Issue #770, opened 2021-02-19
Debounce File Changes


s0kil:
When making many file changes, merging a branch with git, the DevServer explodes with many file changes, therefore we should debouce the file changes.

PR #793, opened 2021-02-28
Debounce File Changes

s0kil:
Implements And Closes https://github.com/digitallyinduced/ihp/issues/770

### DIFF
--- a/exe/IHP/IDE/DevServer.hs
+++ b/exe/IHP/IDE/DevServer.hs
@@ -41,10 +41,7 @@ main = do
     when isDebugMode (putStrLn ("IHP Version: " <> Version.ihpVersion))
     setProcessLimits
 
-    let fileWatcherDebounceTime = Clock.secondsToNominalDiffTime 0.1 -- 100ms
-    let fileWatcherConfig = FS.defaultConfig { FS.confDebounce = FS.Debounce fileWatcherDebounceTime }
-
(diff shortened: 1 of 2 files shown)


exe/IHP/IDE/DevServer.hs
```diff
@@ -175,9 +179,10 @@ stop AppState { .. } = do
     stopFileWatcher fileWatcherState
     stopToolServer toolServerState
 
-startFilewatcher :: (?context :: Context) => IO ()
-startFilewatcher = do
-        thread <- async $ FS.withManager $ \manager -> do
+startFileWatcher :: (?context :: Context) => IO ()
+startFileWatcher = do
+        let watchConfig = ?context |> get #fileWatcherConfig
```
mpscholten, line 184: Didn't know that the file watcher library supports this out of the box :) really nice.

Any reasons you didn't move the

```haskell
    let fileWatcherDebounceTime = Clock.secondsToNominalDiffTime 0.1 -- 100ms
    let fileWatcherConfig = FS.defaultConfig { FS.confDebounce = FS.Debounce fileWatcherDebounceTime }
```

directly into the `startFileWatcher`?

This way we can avoid having the `, fileWatcherConfig :: WatchConfig` in the app state, which makes this a bit simpler.

mpscholten (approved):
good job, thanks :)

PR #797, opened 2021-03-01
Use correct pragma (OPTIONS_GHC instead of GHC_OPTIONS)!

mt-caret:
This is pretty embarrassing, but due to a typo in https://github.com/digitallyinduced/ihp/pull/781, my previous PR didn't really work as advertised... This should fix it [by using the correct pragma](https://downloads.haskell.org/~ghc/latest/docs/html/users_guide/exts/pragmas.html#options-ghc-pragma).


mpscholten:
Good catch 👍

PR #798, opened 2021-03-01
Remove breaking quotation marks

aramiscd:
The code/markup under "Trying out the login" was broken.

`<a href="{NewSessionAction}">Login</a>` results in a verbatim route `./{NewSessionAction}`.

`<a href={NewSessionAction}>Login</a>` results in the intended route `/NewSession`.


mpscholten (approved):
Good catch :)

PR #802, opened 2021-03-07
remove bad commas from OPTIONS_GHC pragma

mt-caret:
I was debugging IHP for some other reason, when I realized my earlier "fix" (https://github.com/digitallyinduced/ihp/pull/797) didn't fully fix the issue. I've made sure this time that this actually gets the warnings removed...


mpscholten (approved):
👍 Thanks :)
—————
WORK INSTRUCTION: What lines above contain the string "that"? Copy all of them.

SOLUTION TO THE EXERCISE:
mpscholten, line 184: Didn't know that the file watcher library supports this out of the box :) really nice.
I was debugging IHP for some other reason, when I realized my earlier "fix" (https://github.com/digitallyinduced/ihp/pull/797) didn't fully fix the issue. I've made sure this time that this actually gets the warnings removed...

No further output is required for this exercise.